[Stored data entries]
PR #11238, opened 2017-09-05
Add assertions before potential null deferences

meshcollider:
Picked up by the static analyzer [Facebook Infer](http://fbinfer.com/) which I was playing around with for another research project. Just adding some asserts before dereferencing potentially null pointers.

### DIFF
--- a/src/miner.cpp
+++ b/src/miner.cpp
@@ -145,6 +145,7 @@ std::unique_ptr<CBlockTemplate> BlockAssembler::CreateNewBlock(const CScript& sc
 
     LOCK2(cs_main, mempool.cs);
     CBlockIndex* pindexPrev = chainActive.Tip();
+    assert(pindexPrev != nullptr);
     nHeight = pindexPrev->nHeight + 1;
 
     pblock->nVersion = ComputeBlockVersion(pindexPrev, chainparams.GetConsensus());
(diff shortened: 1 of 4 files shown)


JeremyRubin:
Seems reasonable, utAck.

src/addrdb.cpp
```diff
@@ -49,7 +49,10 @@ bool SerializeFileDB(const std::string& prefix, const fs::path& path, const Data
         return error("%s: Failed to open file %s", __func__, pathTmp.string());
 
     // Serialize
-    if (!SerializeDB(fileout, data)) return false;
+    if (!SerializeDB(fileout, data)) {
+        fileout.fclose();
```
laanwj: This is an autofile - doesn't it close automatically on release?

promag: Maybe remove explicit close and move `fileout` to an inner scope?

practicalswift:
utACK modulo the autofile fix which is redundant.

Generally I think it is a good very idea to add `assert(…)`:s where it help static analyzers understand the code better. It makes implicit assumptions explicit which helps static analyzers and humans alike to understand and reason about the code.

My experience is that if a code path makes a static analyzer confused it is very likely to be confusing for humans too. This holds even in a lot of cases where it could be argued that the static analyzer should be "smarter" and in some way misunderstands the code. Confusion leads to bugs, so better avoid confusion by liberal use of `assert`:s and other mechanisms to make tacit assumptions explicit.

MeshCollider:
Removed redundant file close as requested, thanks for the reviews :)

practicalswift:
utACK c0019924406e1ce8368465c768de11019ad5eeed

promag:
utACK c001992.

laanwj:
Can you please change the title to `Add nullptr assertions` or such? The current title is incorrect, as adding assertions does not *fix* anything.

laanwj:
utACK c00199244

PR #11239, opened 2017-09-05
Gauge double

jlopp:
Default gauge function truncates any precision; this is needed for the chainstats txrate metric.


jlopp:
bah, I have to fix this default PR branch problem.

PR #11245, opened 2017-09-05
[0.15] Mention offscreen issue in release notes

meshcollider:
@gmaxwell suggested adding the off-screen GUI issue as a known bug to the 0.15.0 release notes including the fix

### DIFF
--- a/doc/release-notes.md
+++ b/doc/release-notes.md
@@ -50,7 +50,9 @@ Known Issues
 There have been a number of reports of the Bitcoin-Qt GUI on Windows being spawned off-screen,
 causing it not to appear (See [Issue 11207](https://github.com/bitcoin/bitcoin/issues/11207)).
 Users can fix this problem by re-running bitcoin-qt with the `-resetguisettings` parameter, or
-using Windows keyboard shortcuts to move the GUI back on screen. This will be fixed in 0.15.1.
+using Windows keyboard shortcuts to move the GUI back on screen. Select the window from the task
+bar, type Alt+Space on the keyboard, and select Move from the menu. You can then use the arrow keys
+to move the window back onto the screen. This will be fixed in 0.15.1.
 
 Compatibility
 ==============
--- a/doc/release-notes.md
+++ b/doc/release-notes.md
@@ -44,6 +44,14 @@ option to rebuild the chainstate data structures in the old format.
 If your node has pruning enabled, this will entail re-downloading and
 processing the entire blockchain.
 
+Known Issues
+------------
+
+There have been a number of reports of the Bitcoin-Qt GUI on Windows being spawned off-screen,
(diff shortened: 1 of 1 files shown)


laanwj:
Thanks, ACK

jonasschnelli:
Related to #11207 #11208

doc/release-notes.md
```diff
@@ -44,6 +44,14 @@ option to rebuild the chainstate data structures in the old format.
 If your node has pruning enabled, this will entail re-downloading and
 processing the entire blockchain.
 
+Known Issues
+------------
+
+There have been a number of reports of the Bitcoin-Qt GUI on Windows being spawned off-screen,
+causing it not to appear (See [Issue 11207](https://github.com/bitcoin/bitcoin/issues/11207)).
+Users can fix this problem by re-running bitcoin-qt with the `-resetguisettings` parameter, or
+using Windows keyboard shortcuts to move the GUI back on screen. This will be fixed in 0.15.1.
```
MarcoFalke: Can you explain what "Windows keyboard shortcuts" mean?

MarcoFalke:
Concept ACK

doc/release-notes.md
MeshCollider: I didn't want to make it a long tutorial on fixing the issue, the keyboard shortcut was given as a comment on the issue I linked, I can add it in though if you like?

jonasschnelli:
This issue is gone somewhere between 0.14.1 and 0.15.0rc2 (could be a Qt upstream fix).
Not sure if we should add this... the issue may appear for self-compiled Bitcoin-Qt <Qt5.7.

luke-jr:
I thought the issue was a new regression in 0.15 rcs?

`-resetguisettings` clears *all* the GUI settings - not an acceptable workaround IMO.

MarcoFalke:
> I thought the issue was a new regression in 0.15 rcs?

The issue comes back every major release, in a slightly different form each time probably.

gmaxwell:
I've been seeing a LOT of people reporting it on 0.15rc including RC2 and RC3 but I have had no reason to believe it was newly introduced.  @jonasschnelli Why do you believe that it is gone?

jonasschnelli:
@gmaxwell: I just tested 0.14.1 and 0.15.0rc2 on Windows 7, 8.1 and 10. And 0.14.1 has the issue (when moving the window out of the screen boundaries with RedEdit) while 0.15.0rc2 does not have the issue. My assumption then is, that either it's gone by a Qt upstream fix or by a change within our codebase.

laanwj:
Looks like even the original reporter cannot reproduce it anymore: https://github.com/bitcoin/bitcoin/issues/11207#issuecomment-327312446

MeshCollider:
If this is no longer an issue, feel free to close this PR

MarcoFalke:
Should probably be closed if this is no longer an issue

laanwj:
Closing for now.

PR #11256, opened 2017-09-06
RPC: add weight to mempool entry output

esotericnonsense:
Tested against master using the REST api (/rest/mempool/contents), simple addition of a field.

Personal use case is for fee analysis software.

### DIFF
--- a/test/functional/segwit.py
+++ b/test/functional/segwit.py
@@ -240,45 +240,45 @@ class SegWitTest(BitcoinTestFramework):
         #                      tx2 (segwit input, paying to a non-segwit output) ->
         #                      tx3 (non-segwit input, paying to a non-segwit output).
         # tx1 is allowed to appear in the block, but no others.
-        txid1 = send_to_witness(1, self.nodes[0], find_unspent(self.nodes[0], 50), self.pubkey[0], False, Decimal("49.996"))
-        hex_tx = self.nodes[0].gettransaction(txid)['hex']
-        tx = FromHex(CTransaction(), hex_tx)
+        tx_hex = self.nodes[0].gettransaction(txid)['hex']
+        tx = FromHex(CTransaction(), tx_hex)
         assert(tx.wit.is_null()) # This should not be a segwit input
-        assert(txid1 in self.nodes[0].getrawmempool())
 
-        hex_tx = self.nodes[0].gettransaction(txid1)['hex']
-        tx = FromHex(CTransaction(), hex_tx)
+        txid1 = send_to_witness(1, self.nodes[0], find_unspent(self.nodes[0], 50), self.pubkey[0], False, Decimal("49.996"))
+        assert(txid1 in self.nodes[0].getrawmempool())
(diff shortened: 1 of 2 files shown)


promag:
No test affected 😞 care to improve by asserting the new field in the relevant RPC's 😉?

laanwj:
Concept ACK

MarcoFalke:
I guess you need to update the documentation as well.

esotericnonsense:
Tests are failing.
txid2 and txid3 work as expected.
txid1 fails on both my test and https://github.com/bitcoin/bitcoin/pull/11203 (add wtxid to mempool entry output).

ajtowns:
txid1 is failing because at that point "tx" is actually referring to the input to txid1, not the transaction for txid1. It works fine for me if I add

`         tx = FromHex(CTransaction(), self.nodes[0].gettransaction(txid1)['hex'])
`

prior to the assert_equal lines (and uncomment them obviously).

esotericnonsense:
Doh. You're absolutely right. Fixed.

The final commit 'Refactor segwit 3-tx-chain' changes all references to 'tx' to 'tx/tx1/tx2/tx3' in order to clarify that. It has a large diff and can be dropped if necessary (only affects code style).

morcos:
Concept ACK, but it turns out GetTxSize is not actually what we claim it is.  See the calculation of `GetVirtualTransactionSize` which potentially includes number of sig ops in the calculation.

I thinke the right path forward is: 
- a small BIP documenting this usage of virtual transaction size (which is used almost everywhere in our code
- documentation update pointing to this new BIP instead of 141 for defining virtual size
- this PR makes even more sense given this lack of easy conversion, but I think the newly added tests should at least be documented to note that they only work in the case that sig ops don't factor in, and perhaps we should add a test with a tx that has more sigops to show what happens in that case.

luke-jr:
@morcos AFAIK that's exclusively used for node policy, and as such isn't a topic for standardisation...?

test/functional/segwit.py
```diff
@@ -240,28 +240,45 @@ def run_test(self):
...
         assert(txid1 in self.nodes[0].getrawmempool())
+        tx1_hex = self.nodes[0].gettransaction(txid1)['hex']
+        tx1 = FromHex(CTransaction(), tx1_hex)
+
+        # Check that wtxid is properly reported in mempool entry (txid1)
+        assert_equal(int(self.nodes[0].getmempoolentry(txid1)["wtxid"], 16), tx1.calc_sha256(True))
+
+        # Check that weight and sizei (actually vsize) are properly reported in mempool entry (txid1)
+        assert_equal(self.nodes[0].getmempoolentry(txid1)["size"], (self.nodes[0].getmempoolentry(txid1)["weight"] + 3) // 4)
+        assert_equal(self.nodes[0].getmempoolentry(txid1)["weight"], len(tx1.serialize())*3 + len(tx1.serialize_with_witness()))
```
luke-jr: serialize needs to be made serialize_without_witness

MeshCollider:
Closing this, please see #14649

PR #11259, opened 2017-09-06
Remove duplicate destination decoding

promag:
Follow up of #11117, this patch removes an extra unnecessary destination decoding that was identified while reviewing #11117. It is also the only case where `IsValidDestinationString` is called before `DecodeDestination`.

For reference see [comment](https://github.com/bitcoin/bitcoin/pull/11117#discussion_r137145517).

### DIFF
--- a/src/base58.cpp
+++ b/src/base58.cpp
@@ -232,8 +232,6 @@ public:
     CBitcoinAddress(const char* pszAddress) { SetString(pszAddress); }
 
     CTxDestination Get() const;
-    bool GetKeyID(CKeyID &keyID) const;
-    bool IsScript() const;
 };
 
 class CBitcoinAddressVisitor : public boost::static_visitor<bool>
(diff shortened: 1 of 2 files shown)


laanwj:
utACK https://github.com/bitcoin/bitcoin/pull/11259/commits/6bc6e241176b4a3acd1be2c12b7ffa7f1f65bd56

sipa:
utACK 6bc6e241176b4a3acd1be2c12b7ffa7f1f65bd56

MeshCollider:
utACK https://github.com/bitcoin/bitcoin/commit/6bc6e241176b4a3acd1be2c12b7ffa7f1f65bd56

promag:
As per @laanwj suggestion on IRC, added a commit to remove unused methods that caused
```
base58.cpp:308:6: warning: ‘bool {anonymous}::CBitcoinAddress::IsScript() const’ defined but not used [-Wunused-function]
base58.cpp:298:6: warning: ‘bool {anonymous}::CBitcoinAddress::GetKeyID(CKeyID&) const’ defined but not used [-Wunused-function]
```
Also rebased.

sipa:
utACK 8d0041e607a0e5bff52152f3d8af504f3703baa7

laanwj:
Thanks. re-utACK 86e6dd4b6, builds without warnings (except in leveldb, which we can't do anything about here) now.

Issue #11004, opened 2017-08-07
New Travis job for CHECK_DOCS steps


eklitzke:
This is a request to change how the Travis job is configured for Bitcoin. I'd submit a PR to do this myself, but the change can only be made by someone who has Travis configuration permissions for the bitcoin repo.

## Background

Currently there are a number of static-analysis style checks that are run in Travis, guarded by the `CHECK_DOC` environment variable. This variable is only set for the first test runner (the arm-linux-gnueabihf host), so the checks are only run once. All of these checks run very fast, and do not require building Bitcoin or running the regular C++/Python tests.

## Request

Configure a new Travis job that runs against PRs, and only runs the `CHECK_DOC` tests. At the same time, the `CHECK_DOC` stuff in the existing job would be removed.

## Motivation
Creating a separate Travis job for these tests would be an improvement because:
 * It would be more immediately obvious that a `CHECK_DOC` failure is related to one of the check scripts; currently it's confusing to new contributors (e.g. me) to see an ARM failure, when the failure is not actually related to any new architecture-specific code.
 * The job would either pass quickly or fail quickly, giving faster feedback to developers who submit PRs.
 * The main `.travis.yml` file in the repo could be cleaned up, by removing the `CHECK_DOC` guards in the `before_script` and `script` sections.

MarcoFalke:
There is some overhead in booting and setting up the vm, so I thought it would be fine to misuse the first entry in the build matrix.

eklitzke:
I will defer to you of course, but I've found this to be helpful in other projects. As an example, suppose it takes one minute on average to launch a new Travis worker, and the CHECK_DOC tests can run in a few seconds (or at least, less than a minute). Then if someone submits a PR there's a good chance that they'll see a red X on their pull request while the tab is still open, rather than an hour later when they go to check how the full test suite did. Feel free to close though if you think the current system makes more sense.

MarcoFalke:
For some reason the red X is not shown as soon as one of the entries in the build matrix failed. It only shows when all entries are finished with evaluation. So we'd need to address that first, if possible. Otherwise the new entry in the build matrix won't help.

jnewbery:
Concept ACK. I like the idea of running the static tools separately, both to make it more obvious where problems are and potentially for faster feedback.

> For some reason the red X is not shown as soon as one of the entries in the build matrix failed. It only shows when all entries are finished with evaluation.

[...]

PR #11260, opened 2017-09-06
travis: Assert default datadir isn't created, Run scripted diff only once

maflcko:
It is sufficient to check the scripted diffs on one arch, i.e. `CHECK_DOC`==1.

Also, the default datadir should not be created by just running the tests.

### DIFF
--- a/.travis.yml
+++ b/.travis.yml
@@ -43,9 +43,9 @@ install:
     - if [ -n "$PACKAGES" ]; then travis_retry sudo apt-get update; fi
     - if [ -n "$PACKAGES" ]; then travis_retry sudo apt-get install --no-install-recommends --no-upgrade -qq $PACKAGES; fi
 before_script:
-    - if [ "$TRAVIS_EVENT_TYPE" = "pull_request" ]; then contrib/devtools/commit-script-check.sh $TRAVIS_COMMIT_RANGE; fi
-    - unset CC; unset CXX
+    - if [ "$CHECK_DOC" = 1 -a "$TRAVIS_EVENT_TYPE" = "pull_request" ]; then contrib/devtools/commit-script-check.sh $TRAVIS_COMMIT_RANGE; fi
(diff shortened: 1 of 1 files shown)


MarcoFalke:
With "SHA" I meant "scritped diff", whatever.

practicalswift:
Concept ACK regarding the assertion

Is it due to performance reasons we want to run scripted diff only for the `arm-linux-gnueabihf` build (`CHECK_DOC=1`)? One benefit of doing the scripted diff for all builds is to make it apparent from the build status overview that all builds fails. If only `arm-linux-gnueabihf` is red when a scripted diff fails it might look like a platform specific issue and hence require further investigation to see that it is a general scripted diff failure.

This argument could be raised for all checks that for performance reasons are specific to a given Travis build, but scripted diff should be fairly quick in the general case?

MarcoFalke:
No need to run an arch independent check on each arch. If you feel like factoring out the CHECK_DOC into a different build stage (c.f. https://github.com/bitcoin/bitcoin/issues/11004#issuecomment-321404956); Go for it!

practicalswift:
@MarcoFalke Makes sense! Factoring out `CHECK_DOC` into a different build stage sounds like a good plan.

Concept ACK :-)

MarcoFalke:
So without 5368614aa106b96e02ffb9e68eb86ebe197bc07f, it actually fails: https://travis-ci.org/MarcoFalke/bitcoin/jobs/272689632

laanwj:
Concept ACK, will leave review of the travis changes to @theuni

MeshCollider:
Concept ACK, the Travis changes look right but I don't know enough about it to say for sure :)

theuni (approved):
Looks good to me. utACK fa40b0eb514e77928a13a007df170e5ede18ee3e

laanwj:
Thanks, will merge after the general issue with travis is resolved.

MarcoFalke:
This is orthogonal to the travis issue and should not affect it.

ACTIVITY: Please show every line above that includes the word "regression".

OUTPUT:
I thought the issue was a new regression in 0.15 rcs?
> I thought the issue was a new regression in 0.15 rcs?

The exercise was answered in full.